You can play the game at storopoli.io/sudoku
or check the source code at storopoli/sudoku
.
Here’s a screenshot of the game:
So what would I use to build this game? Only one thing: Dioxus. Dioxus is a fullstack framework for Rust, that allows you to build web applications with Rust. You can benefit from the safety and performance of Rust, powerful type system and borrow checker, along with the low memory footprint.
That’s it. Just Rust and HTML with some raw CSS.
No “YavaScript”. No Node.js. No npm. No webpack. No Tailwind CSS.
Just cargo run --release
and you’re done.
Using Rust for fullstack development is an amazing thing.
First, package management is a breeze with Cargo.
Second, you don’t have to worry about “npm vulnerabilities”.
Have you ever gone into your project and ran npm audit
?
This is solvable with Rust.
An additional advantage is that you don’t have to worry about common
runtime errors like undefined is not a function
or null is not an object
.
These are all picked-up by Rust on compile time.
So you can focus on the logic of your application knowing that it will work as expected.

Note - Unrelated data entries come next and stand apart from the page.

PR #2527, opened 2025-07-31
ci: add no_capture flag for run_command

JakeHillion:
Some extra abstractions for `run_command` and `run_command_in_vm` were added a while ago. They're always swallowing output but some commands, such as the `format` one, are explicitly expecting to show their output.

Add a `no_capture` argument to `run_command` and `run_command_in_vm` so we can see the output sooner in the CI and get any useful output at all for the format job.

Test plan:
- CI

### DIFF
--- a/.github/include/ci.py
+++ b/.github/include/ci.py
@@ -12,12 +12,15 @@ import sys
 from typing import List, Optional
 
 
-async def run_command(cmd: List[str], cwd: Optional[str] = None) -> str:
+async def run_command(
+    cmd: List[str], cwd: Optional[str] = None, no_capture: bool = False
+) -> Optional[str]:
     print(f"Running: {' '.join(cmd)}", flush=True)
+
     proc = await asyncio.create_subprocess_exec(
         *cmd,
-        stdout=asyncio.subprocess.PIPE,
-        stderr=asyncio.subprocess.PIPE,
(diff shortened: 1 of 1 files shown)


.github/include/ci.py
```diff
@@ -106,28 +113,29 @@ async def run_format():
...
+    await run_command(["git", "diff", "--exit-code"], no_capture=True)
     print("✓ Format completed successfully", flush=True)
 
 
 async def run_build():
     """Build all targets."""
     print("Running build...", flush=True)
 
-    await run_command(["cargo", "build", "--all-targets", "--locked"])
+    await run_command(["cargo", "build", "--all-targets", "--locked"], no_capture=True)
```
hodgesds, line 138: Will this hide build failures? Might be worth keeping a buffer of lines and conditionally print if the exit code is non zero.

JakeHillion: It puts it straight out on the terminal now regardless of success/failure, which for these commands that run linearly is more useful (and adds liveness to the data). See https://github.com/sched-ext/scx/actions/runs/16646001138/job/47106751428?pr=2527 for the example.

Previously it would output the stderr on failure but not the stdout, which is why the format output was useless.

hodgesds: Ah, that makes sense!

sirlucjan (approved):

A common workflow in Rust fullstack applications is to use Rust’s powerful type system to parse any user input into a type that you can trust, and then propagate that type throughout your application. This way you can be sure that you’re not going to have any runtime errors due to invalid input. This is not the case with “YavaScript”. You need to validate the input at every step of the way, and you can’t be sure that the input is valid at any point in time.
You can sleep soundly at night knowing that your application won’t crash and as long as the host machine has electricity and internet access, your app is working as expected^{2}.

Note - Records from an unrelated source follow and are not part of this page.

PR #2529, opened 2025-07-31
scx_chaos: also skip select_cpu if next_trait is CHAOS_TRAIT_KPROBE_RANDOM_DELAYS

aoli-al:
scx_chaos only skips `select_cpu` when `next_trait` is `CHAOS_TRAIT_RANDOM_DELAYS`.


yaakov-stein:
Nice catch - thanks!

Rust is known for its performance. This is due to the fact that Rust gives you control over deciding on which type you’ll use for a variable. This is not the case with “YavaScript”, where you can’t decide if a variable is a number or a string. Also you can use references and lifetimes to avoid copying data around.
So, if you make sane decisions, like u8
(unsigned 8-bit integer) instead of i32
(signed 32-bit integer)
for a number that will never be greater than 255, you can have a very low memory footprint.
Also you can use &str
(string slice) instead of String
to avoid copying strings around.
You just don’t have this level of control with “YavaScript”. You get either strings or numbers and you can’t decide on the size of the number. And all of your strings will be heap-allocated and copied around.
Progressive Web Apps (PWAs) are web applications that are regular web pages or websites, but can appear to the user like traditional applications or native mobile applications. Since they use the device’s browser, they don’t need to be installed through an app store. This is a great advantage, since you don’t have to ask for permissions to Google or Tim Apple.
In Dioxus making a PWA was really easy.
There is a PWA template in the examples/
directory in their repository.
You just have to follow the instructions in the README and you’re done.
In my case, I only had to change the metadata in the manifest.json
file
and add what I wanted to cache in the service worker .js
file.
These were only the favicon icon and the CSS style file.
I didn’t have to worry about the algorithm to generate the Sudoku board.
This was already implemented in the sudoku
crate.
But I had to implement some Sudoku logic to make the user interface work.
Some things that I had to implement were:
This was a simple task, yet it was very fun to implement.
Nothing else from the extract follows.